═══ Information given

PR #1790, opened 2026-07-11
feat(easter-egg): introduce The Open Source raid dungeon

madmatah:
## Summary

**The Open Source** is a secret raid dungeon whose roster is the people who built this game. It introduces an 'endurance' survival mechanic where players are trapped inside a enclosed perimeter and must face increasingly challenging waves of enemies. The goal is to test player builds, resource management, and crowd control under pressure

At server startup the dungeon reads the GitHub contributors leaderboard and generates itself from it. Every mob in the room is a real contributor.

The dungeon is hidden. You have to interact several times with a well to enter. You walk into an open space. Contributors are standing around a sealed stone circle, friendly, minding their own business. Their nameplates show a name and a rung, nothing else, because you cannot fight them and the room has nothing to warn you about yet.

Then somebody pushes the button in the middle.

The whole roster turns hostile in a single tick, the exit seals behind you, and every nameplate in the room switches from tribute to threat at once. The dungeon does not just start; it changes what kind of place it is.

### Getting in

Nothing points at this place. No quest, no map marker, no breadcrumb: you find the well and you keep interacting with it until it gives. It is level 20, tuned for a 10-player raid, on a daily lockout of one clear per character. Ghosts keep the portal, so a wipe never strands a raid outside its own instance.

### Who you are fighting

The leaderboard is the roster, and your standing in it is your standing in the fight:

- Rank 1 is the boss, and reacts when the encounter begins.
- The ranks below fill a fixed table of combat roles, strongest first: Worldwrights, Architects, Runesmiths, Artificers, Tinkerers.
- Contributors past the table become overflow guardians. They hold the encircling line and retire wave by wave as the fight goes, so the room empties out and nobody is left standing after the boss.

Each contributor carries two things at once. Their own merged-PR rung drives who they ARE: their body, their colour, the weapon they hold, the title under their name. The role the table assigned them drives what they DO: level, health, damage, swing cadence, combat affix, which wave they arrive in.

Keeping those separate is what makes a self-generating dungeon tunable at all. The role table never changes size, so contributors joining the project or climbing the leaderboard change WHO you fight, never how much you fight. Somebody crossing 30 or 70 merged PRs earns a better body, a better title and a better weapon, and adds exactly zero attrition to the encounter.

### The fight

Contributors come at you in deterministic waves, weakest cohorts first, up to the boss alone at the end. The intermissions are short on purpose: long enough to reposition, too short to drink, so healer mana is a resource across the whole encounter rather than per wave.

The stone circle in the middle is a real boundary, and the fight is built on it. Stand on it and the dormant ring ignores you. Step off it and every remaining contributor in the room wakes at once, permanently. Strike a dormant contributor and you wake their entire cohort early. Splash an overflow guardian with an area attack and it joins the pull for good, adding itself to what you have to kill. There is no failure message anywhere in this room. The floor and the enemies say it.

The nameplates carry the two facts at two different times rather than crowding both onto one plate: name and rung while the contributors are still friendly, then level and a role-tinted elite diamond once the room turns. Overflow guardians deliberately stay plain, so a raid can see at a glance which ones are not part of the fight.

### What it drops

The reward chest stands sealed in its own alcove against the far wall from the moment you claim the room, in plain sight for the whole fight and completely inert: no label, no sparkle, and it refuses anyone who tries it. Clearing the full roster is what arms it, with a classic shared loot roll distributed through the normal group-loot machinery (need or greed, master loot, round robin), including themed rare and epic weapon rewards. The clear also grants its Book of Deeds records.

### How it holds together

The cave is one deterministic spec built from the roster and the world seed, so the same leaderboard produces the same room on every host: the authoritative server, the offline browser world, and the headless RL environment. Live GitHub data is used online, with a snapshot roster as the fallback when no leaderboard is available.

Balance is measured, not asserted: a deterministic scripted-raid probe (`npm run sim:source-cave-probe`) runs four 10-player compositions across 20 fixed seeds, 80 real Sim runs, and every profile clears at a median of 209 to 240 seconds.

Alongside the encounter this adds contributor-themed models and weapons, per-tier combat affixes, the room's props and lighting, map presence, HUD progress, target-frame treatment, and localized encounter text.

## Type of change

- [ ] Bug fix
- [ ] Documentation
- [ ] Tests
- [ ] Build, CI, or tooling

## How was this tested?

- Commands:
`npm run gate`

- Manual steps:
  - `npm run build:server && ALLOW_DEV_COMMANDS=1 npm run server`
  - `npm run dev`
  - Connect with a lvl20 player
  - `/dev tp -175 483`
  - Interract multiple times with the well (F)
  - Interact with PNJ
  - Go to the center (alone or with your party) and press the button
  - Fight
  - Open the chest

## Screenshots / recordings

Screenshot from 2026-07-29 19-58-17

Screenshot from 2026-07-29 19-58-22

image

image

image

Screenshot from 2026-07-26 14-04-29

Screenshot from 2026-07-26 14-04-35

Screenshot from 2026-07-27 15-29-59

Screenshot from 2026-07-27 15-30-38

---

## Checklist

### Quality

- [X] **The full gate passes.** `npm run gate` is green. I added or updated decisive

### Cross-platform

### Localization (i18n)

- [x] **New player-visible strings follow the contributor policy.** Every user-facing

### Hygiene

- [ x I didn't hand-edit generated files such as


ryan-foo:
Read the encounter code and both design docs (didn't run a live raid; the balance calls are inference from the numbers, the structural points are from the code).

The scripted-probe results in `tier_profiles.ts` (4 seeds, clear time, deaths, end-of-fight healer mana) are what made this reviewable without raiding it. Three things.

**1. Balance, the thing to actually playtest: the tune is razor-thin and it favors AOE comps hard.** Your probe has 3-healer optimal play finishing at 0-3% mana with 1-3 deaths. The layout funnels waves of 10 / 8 / 6 into the 10-unit seal, which is an AOE dream and a single-target tax. A mage/warlock comp clears each wave fast and banks healer mana; an all-hunter or all-rogue comp kills the same wave one mob at a time, stays alive ~2-3x longer, eats 2-3x the incoming swings, and OOMs the healers before the boss. The margin is already 0-3% mana for optimal AOE play, so I'd expect a single-target-heavy comp to tip from "clears" to "can't." You capped the architect cleave at 3 because the mob-side AOE was lethal; the player-side AOE dependency is the same axis, unexamined.

Concrete ask: run the probe once with a no-AOE comp (the all-hunter case) and see if it clears or is AOE-or-bust. If it's AOE-or-bust, a small HP shave on the swarm tiers or one extra second of intermission widens the comp window without moving the intended difficulty.

**2. Longer-term: the roster is data-driven, so difficulty drifts up over time.** The wave builder caps cohort size and adds waves as the contributor list grows, which bounds the opening pull, but more waves = longer fight = more attrition on a mana-bound encounter. A fight tuned to 0-3% mana today gets harder every time the project gains contributors. Worth deciding whether total waves (or total attrition) is capped independent of roster size, or it quietly becomes unclearable in a few months.

**3. The breach is unforgiving but fair.** I first worried the no-recovery full-wake could fire involuntarily, but the kit has no fears, knockbacks, or charges, and the sim has no collision push, so nothing can eject a player off the seal. It's a pure positioning check: deterministic, no reflex, agent-completable. The only note is legibility: the first breach with no log line and no partial state reads as "why did we instantly wipe." The seal going vivid red is the intended tell; a one-line combat-log cue ("The containment is breached!") would make the cause legible without softening the mechanic.

Nits:
- `encirclement-waves.md` lists waves of 8/8/8/6/6/1; the code cohorts are 10/8/6/3. Stale doc, reconcile so reviewers judge the shipped numbers.
- Force-starting with a living player outside the seal breaches on tick 1. The double-press confirm is the only guard; for an agent group where one bot is slow onto the seal that's a wipe vector. Fair "you were warned," but consider whether the first tinkerer wave is forgiving enough to recover from an accidental force-start.

For the 3-hunter playtest request: three hunters is below spec (this is tuned for ~10 players / 3 healers), so a 3-hunter attempt will read as "too hard" for reasons that aren't the encounter's fault. The meaningful test is a full raid with a single-target-heavy comp.

The one thing I'd resolve before calling it balanced: whether a non-AOE comp can clear it.

madmatah:
@ryan-foo Thanks a lot for your feedback, I'll try to apply it!

madmatah:
I addressed @ryan-foo feedbacks about balancing, and re-sync the branch with release/v0.29.0

madmatah:
Rebased with release/v0.32.0 that includes new maps.
The entrance has been moved to -177,481 for a better integration with new maps.

jgyy (commented):
Ambitious one. `src/sim/source_cave/` is a proper module-first subdirectory (dungeon, encounter, clear, loot, wire, spec, types) rather than logic dumped into `sim.ts`, and it comes with a genuinely heavy dedicated test suite across sim, wire, i18n, loot, encounter, and clear-state.

The two catalog-wide pins that are easy to forget were both updated correctly in the same change: `tests/deeds_content.test.ts` (deeds 221 to 224, renown 2730 to 2780) and `tests/world_api_parity.test.ts` (274 to 275 members), with comments explaining the delta. The three new deeds are marked `hidden: true` with a comment citing rule 8's spoiler strip, which also explains why there's no `/wiki` guide entry or `docs/screenshots` for this content: the dungeon is meant to be a secret, and the hidden-deed exemption is an existing, documented convention, not an oversight. Checked for stray `Math.random`/`Date.now`/`performance.now` and any DOM/render/ui/game/net imports in the new sim files: none found. No em or en dashes in anything the PR added.

`nit`: `docs/the-source-cave/*.md` (README, encirclement-waves, final-report, etc.) sit outside the usual `docs/design/` or `docs/prd/` convention used elsewhere. Not wrong, just worth folding in if these are meant to be durable docs rather than working notes.

Nothing blocking found in the sim/determinism/parity/deeds surfaces I checked.

madmatah:
@jgyy Thanks for the review!

On the `docs/the-source-cave/*.md` nit: that location is the documented convention
rather than a deviation from it. `docs/CLAUDE.md` states that a new doc lands in
`design/` (how a system should work), `prd/` (a feature spec), or **its program's
dir**, and the top level already holds a row of program dirs on that rule:
`api-pipeline/`, `achievements/`, `i18n-scaling/`, `balance/`, `architecture/`.

The reason the convention has that third slot is that this is a package, not a
single doc: a decision record (`state.md`, decisions D1 to D10 plus open items),
two encounter and room contracts (`encirclement-waves.md`, `friendly-reboot.md`),
and one historical report (`final-report.md`). `design/` and `prd/` are flat,
one-doc-per-subject dirs, so a multi-file package with its own internal structure
does not fit either.

They are durable docs rather than working notes, and this PR registers them as such:
commit e6ef4c04e adds the `docs/CLAUDE.md` row naming which files are living, which
one is history, and that balance numbers belong in `src/sim/source_cave/` and never
in the docs.

Happy to revisit if you would rather see program dirs nested under `design/` as a
repo-wide convention change, but that is a separate change touching every program
dir, not this PR.

jgyy:
Checked `docs/CLAUDE.md` and the program-dir convention (`api-pipeline/`, `achievements/`, `i18n-scaling/`, `balance/`, `architecture/`) is exactly as described. That resolves the nit, thanks for the writeup. Nothing further from me on this one.

madmatah:
Thanks @jgyy ! 
I just rebased with 0.34.0

jgyy (commented):
This is a fun idea, well executed on the sim side: pulling the raid entirely from the live contributor leaderboard while keeping `src/sim/source_cave/spec.ts` pure and host-agnostic (its own salted `Rng`, roster passed in as a parameter, the network call pushed to `server/github_contributors.ts` with a 30-minute cache and graceful fallback) is exactly the right shape for the determinism invariant. The Book of Deeds handling is also done thoughtfully: three hidden deeds correctly marked `hidden: true`, with a comment explicitly citing the structural strip rule that keeps them out of the wiki/rarity endpoint, backed by dedicated tests.

**blocking** - badly stale against its own stated base (`release/v0.35.0`), and current `main`/release has moved well past that. `git merge-tree` shows real content conflicts in `src/sim/spirit.ts`, `src/sim/pet/pet_ai.ts`, `src/render/renderer.ts`, `src/ui/icons.ts`, and `src/ui/map_window_view.ts`, plus every generated i18n file needing a regen rather than a hand-merge. This needs a full rebase and re-verification against the current release branch before it's reviewable end to end, not just a mechanical conflict resolve given the files involved.

**should-fix** - missing Reliquary pages for the raid's loot. Seven new items ship in `items.ts` (a rare group plus three epic weapons: `commit_blade`, `bug_squasher`, `mech_keyboard`), with item comments explicitly comparing them to Korzul the Gravewyrm's drops. Korzul is exactly the kind of dungeon whose rare/epic loot is tracked in `src/sim/content/reliquary.ts` (`korzul_the_gravewyrm: [...]`) per `docs/design/reliquary.md`. None of the seven new item ids appear in `reliquary.ts`, and `tests/reliquary_content.test.ts` wasn't touched. Unlike the deeds, there's no comment addressing why the loot was left off, so this reads like an oversight rather than a deliberate spoiler call, worth a decision either way (a spoiler-safe relic entry seems plausible without giving away the dungeon's identity, similar to how the hidden deeds handle it).

nit: the balance comments tying the three epic weapons' item level (29) to "one notch above Korzul's epics" should be re-checked against Korzul's current numbers post-rebase in case they've shifted since v0.35.0.

Great concept, just needs the rebase and the Reliquary question resolved before it's ready for a full pass.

══════

# Task item
Going line by line through the data, tally each one that includes the string "notes", and answer with the tally only.

# Exercise output
2